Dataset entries

PR #1335, opened 2024-04-28
PARQUET-2430: Add parquet joiner v2

MaxNevermind:
This is a simplified version of original proposed functionality of a joiner, see description of original idea and simplified design below. 

## Original design

See related original PR: [[WIP][Proposal] PARQUET-2430: Add parquet joiner](https://github.com/apache/parquet-mr/pull/1273)

ParquetJoiner feature is similar to ParquetRewrite class. ParquetRewrite allows to stitch files with the same schema into a single file while ParquetJoiner should enable stitching files with different schemas into a single file. That is possible when: 1) the number of rows in the main and extra files is the same, 2) the ordering of rows in the main and extra files is the same. Main benefit of ParquetJoiner is performance, for the cases when you join/stitch Terabytes/Petabytes of data that seemingly simple low level API can be up to 10x more resource efficient.
Implementation details

ParquetJoiner allows to specify the main input parquet file and extra input parquet files. ParquetJoiner will copy the main input as binary data and write extra input files with row groups adjusted to the main input. If main input is much larger than extra inputs then a lot of resources will be saved by working with the main input as binary.
Use-case examples

A very large Parquet based dataset(dozens or hundreds of fields/Terabytes of data daily/Petabytes of historical partitions). The task is to modify a column or add a new column to it for all the historic data. It is trivial using Spark, but taking into consideration the share scale of a dataset it will take a lot of resources to do that.
Side notes

Note that this class of problems could be in theory solved by storing main input and extra inputs in HMS/Iceberg bucketed tables and use a view that joins those tables on the fly into the final version but in practice there is often a requirement to merge parquet files and have a single parquet sources in the file system.
Use-case implementation details using Apache Spark

You can use Apache Spark to perform the join with ParquetJoiner, read the large main input and prepare the right side of a join in a way that each file on the left have a corresponding file on the right and it preserves records ordering on the right side in the same order as on the left side, that allows the whole input on the left and right to have the same number of files and the same number of records in corresponding files and the same ordering of records in each file pair. Then run ParquetJoiner in parallel for each file pair and perform a join. Example of the code that utilizes this new feature: https://gist.github.com/MaxNevermind/0feaaf380520ca34c2637027ef349a7d.

##  A simplified design(this PR)
- has only one list of `inputFilesToJoin` instead of `List<List<>>` as in original PR
- `inputFilesToJoin` is expected to have the same rowGroups ordering as in `inputFiles`, number of files in `inputFiles` and `inputFilesToJoin` is not necessarily has be the same, but ordering of rowGroups and the rowCount of paired rowGroups must be the same
- `joinColumnsOverwrite` is used if the `inputFilesToJoin` is expected to overwrite column in `inputFiles`
- all the capabilities that available for `inputFiles` like pruning, nullification, binary copy, now should be available for `inputFilesToJoin` too

##  Post PR action points
- ~~Add a part on the ParqeutRewriter to parquet-java's README.md as noted by @wgtmac in [this comment](https://github.com/apache/parquet-java/pull/1335#discussion_r1706403049)~~ Was addressed by adding ParquetRewriter description in JavaDoc
- Add issue / PR for an existing bug: described https://github.com/apache/parquet-java/pull/1335#issuecomment-2323010561


MaxNevermind:
@wgtmac @ConeyLiu

This is the outcome of simplification I mention in a comment here a couple of weeks ago: https://github.com/apache/parquet-mr/pull/1273#issuecomment-2053772198
I’ve limited the set of capabilities, see the description. 
I’ve tired different ideas and it all come out as having too complex of implementation, so I decided to finalize at least something with as simple implementation as possible.
PR is not yet polished. Just wanted to do a quick overview of the new approach. If it looks good, I will polish it.

wgtmac:
Thanks for your effort! I just took a quick glimpse and it does look simpler than the previous patch.

My general question is that now the prerequisite for users to use the joiner is to run a pre-processing like https://gist.github.com/MaxNevermind/0feaaf380520ca34c2637027ef349a7d you've mentioned. The pre-processing also takes time and resource. Does it mean that we have to deal with unaligned blocks anyway if users do not want to pay for the pre-processing task?

MaxNevermind:
> Does it mean that we have to deal with unaligned blocks anyway if users do not want to pay for the pre-processing task?

This new implementation requires blocks to be aligned yes. The gist snippet preparing it need to be updated btw, that one is for the previous version.

I think this version strikes a good balance in terms of features vs implementation complexity, putting all the features as in previous version leads to a very complex implementation imo which I'm not sure is worth pursuing as it is mainly optimization for a pretty niche use-case, for regular use-cases you can just read write the whole thing, considering a niche use-case it is reasonable to assume for users to go extra mile and run that snippet and prepare the data in required way.

wgtmac:
Yes, I agree that we can start from the implementation with the assumption that row groups of files are aligned. One thing that I'm not sure is that some users may not be easy to generate files to join with same row group alignment and any way require the rewrite tool to handle this.

MaxNevermind:
@wgtmac 
I wanted to ask if you see the value behind this version of PR? 

I found a few other potential use-cases and want to try to finish this. I understand that supporters want to see features that are generic or applicable in most use-case which this PR doesn't. I can potentially will work on extension of this so stitched files doesn't need to have the same row groups(feature from original PR). But I want to go incremental and start from something smaller but useful as this PR.

wgtmac:
Thanks for the update! Yes, I agree that this PR provides sufficient value and I don't object to incremental improvement.

wgtmac:
@MaxNevermind Let me know when this is ready for review. Thanks!

MaxNevermind:
@wgtmac 
I think ParquetRewriter is ready to review. More documentation in RewriteOptions and tests in ParquetRewriterTest are needed, but I hope it's okay if I can add it later while we agree and green-light the implementation first.

ConeyLiu:
Let me take a look these days as well, thanks for the great works

parquet-hadoop/src/main/java/org/apache/parquet/hadoop/rewrite/RewriteOptions.java
```diff
@@ -350,6 +436,28 @@ public Builder indexCacheStrategy(IndexCache.CacheStrategy cacheStrategy) {
       return this;
     }
 
+    /**
+     * Set a flag weather columns from join files need to overwrite columns from input files.
+     *
+     * @param joinColumnsOverwrite
```
ConeyLiu, line 442: Remove this line if no doc is provided

parquet-hadoop/src/main/java/org/apache/parquet/hadoop/rewrite/RewriteOptions.java
```diff
@@ -350,6 +436,28 @@ public Builder indexCacheStrategy(IndexCache.CacheStrategy cacheStrategy) {
...
+     */
+    public Builder joinColumnsOverwrite(boolean joinColumnsOverwrite) {
+      this.joinColumnsOverwrite = joinColumnsOverwrite;
+      return this;
+    }
+
+    /**
+     * Set a flag weather metadata from join files should be ignored.
+     *
+     * @param ignoreJoinFilesMetadata
```
ConeyLiu, line 453: same as here

parquet-hadoop/src/main/java/org/apache/parquet/hadoop/rewrite/RewriteOptions.java
```diff
@@ -350,6 +436,28 @@ public Builder indexCacheStrategy(IndexCache.CacheStrategy cacheStrategy) {
...
+     * @param joinColumnsOverwrite
+     * @return self
+     */
+    public Builder joinColumnsOverwrite(boolean joinColumnsOverwrite) {
+      this.joinColumnsOverwrite = joinColumnsOverwrite;
+      return this;
+    }
+
+    /**
+     * Set a flag weather metadata from join files should be ignored.
```
ConeyLiu, line 451: `weather` -> `whether`

parquet-hadoop/src/main/java/org/apache/parquet/hadoop/rewrite/RewriteOptions.java
```diff
@@ -350,6 +436,28 @@ public Builder indexCacheStrategy(IndexCache.CacheStrategy cacheStrategy) {
       return this;
     }
 
+    /**
+     * Set a flag weather columns from join files need to overwrite columns from input files.
```
ConeyLiu, line 440: `weather` -> `whether`

parquet-hadoop/src/main/java/org/apache/parquet/hadoop/rewrite/RewriteOptions.java
```diff
@@ -358,6 +466,9 @@ public Builder indexCacheStrategy(IndexCache.CacheStrategy cacheStrategy) {
     public RewriteOptions build() {
       Preconditions.checkArgument(inputFiles != null && !inputFiles.isEmpty(), "Input file is required");
       Preconditions.checkArgument(outputFile != null, "Output file is required");
+      Preconditions.checkArgument(
+          inputFiles != null && !inputFiles.isEmpty(),
```
ConeyLiu, line 470: Duplicate check?

parquet-hadoop/src/main/java/org/apache/parquet/hadoop/rewrite/RewriteOptions.java
```diff
@@ -245,6 +283,31 @@ public Builder(Configuration conf, List<Path> inputFiles, Path outputFile) {
...
+    }
+
+    public Builder(Configuration conf, List<Path> inputFiles, List<Path> inputFilesToJoin, Path outputFile) {
+      this.conf = new HadoopParquetConfiguration(conf);
+      this.inputFiles = new ArrayList<>(inputFiles.size());
+      for (Path inputFile : inputFiles) {
+        this.inputFiles.add(HadoopInputFile.fromPathUnchecked(inputFile, conf));
+      }
+      this.inputFilesToJoin = new ArrayList<>(inputFilesToJoin.size());
+      for (Path inputFile : inputFilesToJoin) {
```
ConeyLiu, line 297: Do we support both rewrite and join?

parquet-hadoop/src/main/java/org/apache/parquet/hadoop/rewrite/RewriteOptions.java
ConeyLiu: What is the overwrite strategy? If the input file joins file A and joins file B. All those files have a column: col, which has the highest priority?

ConeyLiu: Maybe we should doc it here.

parquet-hadoop/src/main/java/org/apache/parquet/hadoop/rewrite/ParquetRewriter.java
```diff
@@ -106,48 +109,63 @@ public class ParquetRewriter implements Closeable {
...
-      List<String> paths = new ArrayList<>();
-      getPaths(schema, paths, null);
-      for (String col : pruneColumns) {
-        if (!paths.contains(col)) {
-          LOG.warn("Input column name {} doesn't show up in the schema of file {}", col, reader.getFile());
-        }
+    inputFiles.addAll(getFileReaders(options.getParquetInputFiles(), conf));
+    inputFilesToJoin.addAll(getFileReaders(options.getParquetInputFilesToJoin(), conf));
+    ensureSameSchema(inputFiles);
+    ensureSameSchema(inputFilesToJoin);
```
ConeyLiu, line 127: The `inputFilesToJoin` are the right-side files, right? Why do they need to have the same schema?

MaxNevermind: > The inputFilesToJoin are the right-side files, right? 

Yes

> Why do they need to have the same schema?

If they don't have the same schema, then how do we figure out which columns need to be added? I guess we can have a list of columns from the right provided as a parameter form a user or create a union of all present columns but then we again getting into complicated implementation imo.

parquet-hadoop/src/main/java/org/apache/parquet/hadoop/rewrite/RewriteOptions.java
MaxNevermind: You mean over-writing existing column and joining a new column? If so, yes.

parquet-hadoop/src/main/java/org/apache/parquet/hadoop/rewrite/RewriteOptions.java
MaxNevermind: > What is the overwrite strategy? If the input file joins file A and joins file B. All those files have a column: col, which has the highest priority?

All inputFilesToJoin file are currently expected to have the same schema. Additionally there is a flag `overwriteInputWithJoinColumns` which if set to true will prioritize columns from  inputFilesToJoin instead of inputFiles, it is `false` by default so be default inputFiles columns will be preserved.

parquet-hadoop/src/main/java/org/apache/parquet/hadoop/rewrite/RewriteOptions.java
MaxNevermind: You mean input file duplicate? I did it as it was done for `inputFiles`, should I add such a check for both file input lists?

By the way, this check was supposed to be for `inputFilesToJoin` not `inputFiles`, I fixed it.

parquet-hadoop/src/main/java/org/apache/parquet/hadoop/rewrite/RewriteOptions.java
MaxNevermind: I thought we can focus on documentation and the tests at the end after we agree on implementation :-)

parquet-hadoop/src/main/java/org/apache/parquet/hadoop/rewrite/ParquetRewriter.java
```diff
@@ -106,48 +109,63 @@ public class ParquetRewriter implements Closeable {
...
+        "Start rewriting {} input file(s) {} to {}",
+        inputFiles.size() + inputFilesToJoin.size(),
+        Stream.concat(options.getParquetInputFiles().stream(), options.getParquetInputFilesToJoin().stream())
+            .collect(Collectors.toList()),
+        out);
+
+    this.outSchema = getSchema();
+    this.outSchema = pruneColumnsInSchema(outSchema, options.getPruneColumns());
+
+    List<TransParquetFileReader> allFiles;
```
wgtmac, line 138: What about adding a separate `mergeExtraMetaData()` method?

parquet-hadoop/src/main/java/org/apache/parquet/hadoop/rewrite/ParquetRewriter.java
```diff
@@ -106,48 +109,63 @@ public class ParquetRewriter implements Closeable {
...
+        ORIGINAL_CREATED_BY_KEY,
+        allFiles.stream()
+            .map(x -> x.getFooter().getFileMetaData().getCreatedBy())
+            .collect(Collectors.toSet())
+            .stream()
+            .reduce((a, b) -> a + "\n" + b)
+            .orElse(""));
+    allFiles.forEach(x -> extraMetaData.putAll(x.getFileMetaData().getKeyValueMetaData()));
+
+    if (!inputFilesToJoin.isEmpty()) {
```
wgtmac, line 155: What about adding a `checkRowCountToJoin()` method?

parquet-hadoop/src/main/java/org/apache/parquet/hadoop/rewrite/ParquetRewriter.java
```diff
@@ -176,22 +192,40 @@ public ParquetRewriter(RewriteOptions options) throws IOException {
...
+      schemaMain.getFields().forEach(x -> fieldNames.put(x.getName(), x));
+      inputFilesToJoin
+          .peek()
+          .getFooter()
+          .getFileMetaData()
+          .getSchema()
+          .getFields()
+          .forEach(x -> {
+            if (!fieldNames.containsKey(x.getName()) || overwriteInputWithJoinColumns) {
+              fieldNames.put(x.getName(), x);
```
wgtmac, line 210: Please add a log to indicate `overwriteInputWithJoinColumns` takes effect for any column

parquet-hadoop/src/main/java/org/apache/parquet/hadoop/rewrite/ParquetRewriter.java
```diff
@@ -267,100 +282,157 @@ public void close() throws IOException {
...
-        // This column has been pruned.
-        if (descriptor == null) {
-          continue;
-        }
-
-        // If a column is encrypted, we simply throw exception.
-        // Later we can add a feature to trans-encrypt it with different keys
-        if (chunk.isEncrypted()) {
-          throw new IOException("Column " + chunk.getPath().toDotString() + " is already encrypted");
+    TransParquetFileReader readerJoin = inputFilesToJoin.peek();
```
wgtmac, line 285:
```suggestion
    TransParquetFileReader readerToJoin = inputFilesToJoin.peek();
```

wgtmac: Same for below variables.

parquet-hadoop/src/main/java/org/apache/parquet/hadoop/rewrite/ParquetRewriter.java
```diff
@@ -267,100 +282,157 @@ public void close() throws IOException {
...
+        indexCache.setBlockMetadata(blockMetaData);
+        Map<ColumnPath, ColumnChunkMetaData> pathToChunk =
+            blockMetaData.getColumns().stream().collect(Collectors.toMap(x -> x.getPath(), x -> x));
+
+        if (readerJoin != null
+            && (blockIdxJoin == -1
+                || ++blockIdxJoin
+                    == readerJoin.getFooter().getBlocks().size())) {
+          blockIdxJoin = 0;
+          readerJoin = inputFilesToJoin.poll();
```
wgtmac, line 311: It seems that close() is not called for the reader.

parquet-hadoop/src/main/java/org/apache/parquet/hadoop/rewrite/ParquetRewriter.java
```diff
@@ -267,100 +282,157 @@ public void close() throws IOException {
...
-            Type.Repetition repetition =
-                descriptor.getPrimitiveType().getRepetition();
-            if (repetition.equals(Type.Repetition.REQUIRED)) {
-              throw new IOException("Required column ["
-                  + descriptor.getPrimitiveType().getName() + "] cannot be nullified");
+        for (int outColumnIdx = 0; outColumnIdx < outColumns.size(); outColumnIdx++) {
+          ColumnPath colPath =
+              ColumnPath.get(outColumns.get(outColumnIdx).getPath());
+          if (readerJoin != null) {
+            Optional<ColumnChunkMetaData> chunkJoin =
```
wgtmac, line 329:
```suggestion
            Optional<ColumnChunkMetaData> chunkToJoin =
```

parquet-hadoop/src/main/java/org/apache/parquet/hadoop/rewrite/RewriteOptions.java
```diff
@@ -39,38 +39,55 @@
 
 /**
  * A set of options to create a ParquetRewriter.
+ *
+ * TODO find a place where to put a proper description of functionality as it is not trivial:
```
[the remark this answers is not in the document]
MaxNevermind: You mean we have to add a part on rewriter in parquet-java's README.md?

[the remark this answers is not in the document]
wgtmac: Not necessarily in this PR. Just my answer to your TODO here.

parquet-hadoop/src/main/java/org/apache/parquet/hadoop/rewrite/ParquetRewriter.java

parquet-hadoop/src/main/java/org/apache/parquet/hadoop/rewrite/ParquetRewriter.java

parquet-hadoop/src/main/java/org/apache/parquet/hadoop/rewrite/ParquetRewriter.java

parquet-hadoop/src/main/java/org/apache/parquet/hadoop/rewrite/ParquetRewriter.java
MaxNevermind: Change `Join` to `ToJoin` in all variables names here.

parquet-hadoop/src/main/java/org/apache/parquet/hadoop/rewrite/RewriteOptions.java
```diff
@@ -325,6 +388,18 @@ public Builder addInputFile(Path path) {
       return this;
     }
 
+    /** TODO fix documentation after addition of InputFilesToJoin
```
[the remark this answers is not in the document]
MaxNevermind: I wanted to polish the documentation after agreeing on implementation details.

parquet-hadoop/src/main/java/org/apache/parquet/hadoop/rewrite/ParquetRewriter.java

parquet-hadoop/src/main/java/org/apache/parquet/hadoop/rewrite/ParquetRewriter.java
btw, I think it was present for readers before this PR neither 🤷

MaxNevermind:
@wgtmac @ConeyLiu 
I addressed your questions and suggestions. Check it out.

After we finish with implementation I can polish documentation and tests.

parquet-hadoop/src/main/java/org/apache/parquet/hadoop/rewrite/RewriteOptions.java
ConeyLiu: I mean the L467 has the same check:
```java
Preconditions.checkArgument(inputFiles != null && !inputFiles.isEmpty(), "Input file is required");
```

parquet-hadoop/src/main/java/org/apache/parquet/hadoop/rewrite/ParquetRewriter.java
ConeyLiu: I thought this works like: file_1<column a, column b> join file_2<column c>, file_3<column d>, then produce file_joined<column a, column b, column c, column d>

parquet-hadoop/src/main/java/org/apache/parquet/hadoop/rewrite/RewriteOptions.java
MaxNevermind: Oh, yeah it was supposed to be for `inputFilesToJoin` not `inputFiles`. I replaced that check with `(inputFilesToJoin != null ? inputFilesToJoin : new ArrayList<>())` bellow. Hope this works.

parquet-hadoop/src/main/java/org/apache/parquet/hadoop/rewrite/ParquetRewriter.java
MaxNevermind: Sorry, I didn't get your example. What is the schema for file_2 and file_3? Are file_2 and file_3 both in  `inputFilesToJoin`?


Current logic is:
- `inputFiles` is required (left side), a schema for these file must be the same for all them as it was before this PR
- `inputFilesToJoin` is optional (right side), a schema for these file must be the same for all them
- a final merged schema is produced in a constructor
- in case of an overlapping column that present on the left and on the right its values are extracted from the left or from the right depending on `overwriteInputWithJoinColumns` parameter

ConeyLiu: Sorry,  I have updated the above example. So for the above example, we need to do with two steps: 
1. file_1 join file_2 and get file_joined_1
2. file_joined_ 1 join file_3 and get the final result

ConeyLiu:
+1, I have not more comments.

parquet-hadoop/src/main/java/org/apache/parquet/hadoop/rewrite/ParquetRewriter.java
MaxNevermind: okay, I got it
This functionality is not supported by this PR. It was possible in the original version of joiner but In this PR I wanted to start with the simplest implementation possible. Maybe I can add it later.

wgtmac:
Thanks @ConeyLiu for the review! I think it is good time to add more test cases now. 

BTW, the existing `ParquetRewriterTest` is large enough and takes a lot of time to run. Does it make sense to add another file for the joiner?

MaxNevermind:
@wgtmac 

I started to work on the tests but I can't figure out the current approach to ParquetRewriter testing based on already existing tests.  The whole list of features I see:
- data validity after merging
- single / multiple files merging
- column nullification
- column pruning
- column encryption
- codec preservation
- bloom filter preservation
- page index verification
- metadata(CREATED_BY_KEY) preservation

I'm used to approach when features are unit tested independently sequentially. But looking at existing ParquetRewriter tests I can see that some of test tests for multiple things in the same test and I'm not able to figure out the system behind mixing features to tests into a single test.  

So how I should approach it, should I just target covering all the features in one/two big tests or multiple tests while trying to cover all of those at least in one of those?

wgtmac:
Good question. The `ParquetRewriter` is created by the refactoring work to consolidate `ColumnEncryptor`, `ColumnMasker`, `ColumnPruner` and `CompressionConverter`. You can see individual unit test in the `ColumnEncryptorTest`, `ColumnMaskerTest`, `ColumnPrunerTest` and `CompressionConverterTest` respectively. So the main goal of `ParquetRewriterTest` is to cover the combination of these features. I think we mainly need test cases covering the new join features, and prove that it does not break when other features are turned on.

MaxNevermind:
@wgtmac @ConeyLiu 
Can you check out the tests changes? I created a single big test for the new functionality.  The documentation is still in progress.

Code clarifications.
In couple of places in tests I used anonymous nested functions and a local nested class to try to localize/nest method's tightly related logic into a single block. Let me know if that is too weird / too functional.

Found bug.
I found what looks like a bug in a current version of ParquetRewriter. Probably will fill an issue.
When you try to nullify and encrypt different columns it fails. There is a related test but it nullifies and encrypts the same column which doesn't reproduce a bug. The bug can be reproduced by changing a single line `maskColumns.put("DocId", MaskMode.NULLIFY);` to `maskColumns.put("Links.Forward", MaskMode.NULLIFY);` in testNullifyAndEncryptColumn() method. The reason of a failure as I understand is that during the nullification we create a single column schema `MessageType newSchema = newSchema(schema, descriptor)` and later use our main writer's encryption with that schema but that encyptor is expecting our final target schema, not a single column schema.

wgtmac (commented):
Sorry for the delay. The current test cases are already very complicated so the refactoring work on the validation methods makes sense to me.

parquet-hadoop/src/main/java/org/apache/parquet/hadoop/rewrite/ParquetRewriter.java
```diff
@@ -206,39 +207,53 @@ private MessageType getSchema() {
           .getSchema()
           .getFields()
           .forEach(x -> {
-            if (!fieldNames.containsKey(x.getName()) || overwriteInputWithJoinColumns) {
+            if (!fieldNames.containsKey(x.getName())) {
+              LOG.info("Column {} is added to the output from inputFilesToJoin side", x.getName());
```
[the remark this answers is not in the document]

parquet-hadoop/src/test/java/org/apache/parquet/hadoop/rewrite/ParquetRewriterTest.java
```diff
@@ -18,10 +18,7 @@
  */
 package org.apache.parquet.hadoop.rewrite;
 
-import static org.apache.parquet.schema.PrimitiveType.PrimitiveTypeName.BINARY;
-import static org.apache.parquet.schema.PrimitiveType.PrimitiveTypeName.DOUBLE;
-import static org.apache.parquet.schema.PrimitiveType.PrimitiveTypeName.FLOAT;
-import static org.apache.parquet.schema.PrimitiveType.PrimitiveTypeName.INT64;
+import static org.apache.parquet.schema.PrimitiveType.PrimitiveTypeName.*;
```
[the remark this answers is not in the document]
MaxNevermind: done

parquet-hadoop/src/test/java/org/apache/parquet/hadoop/rewrite/ParquetRewriterTest.java
```diff
@@ -33,18 +30,17 @@
...
 import java.io.IOException;
-import java.util.ArrayList;
-import java.util.Arrays;
-import java.util.Collections;
-import java.util.HashMap;
-import java.util.HashSet;
-import java.util.List;
-import java.util.Map;
-import java.util.Set;
+import java.util.*;
```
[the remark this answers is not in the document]
MaxNevermind: done

MaxNevermind:
@wgtmac 
I addressed small issues you found and added / tried to polish the documentation, check it out.

wgtmac:
> @wgtmac I addressed small issues you found and added / tried to polish the documentation, check it out.

LGTM. Thanks!

MaxNevermind:
@wgtmac 
Is there anything else I'm expected to do in this PR?

wgtmac:
I'm not sure if @ConeyLiu wants to take another look.

BTW, could you fix the PR title and description? It is no longer a WIP.

ConeyLiu:
+1, I have no further comments, thanks for the great work

wgtmac (approved):

wgtmac:
Thanks @MaxNevermind and @ConeyLiu!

Exercise instructions >> Please show, exactly as written, every line above that contains the word "forEach".

Output of the exercise >>
+    allFiles.forEach(x -> extraMetaData.putAll(x.getFileMetaData().getKeyValueMetaData()));
+      schemaMain.getFields().forEach(x -> fieldNames.put(x.getName(), x));
+          .forEach(x -> {
           .forEach(x -> {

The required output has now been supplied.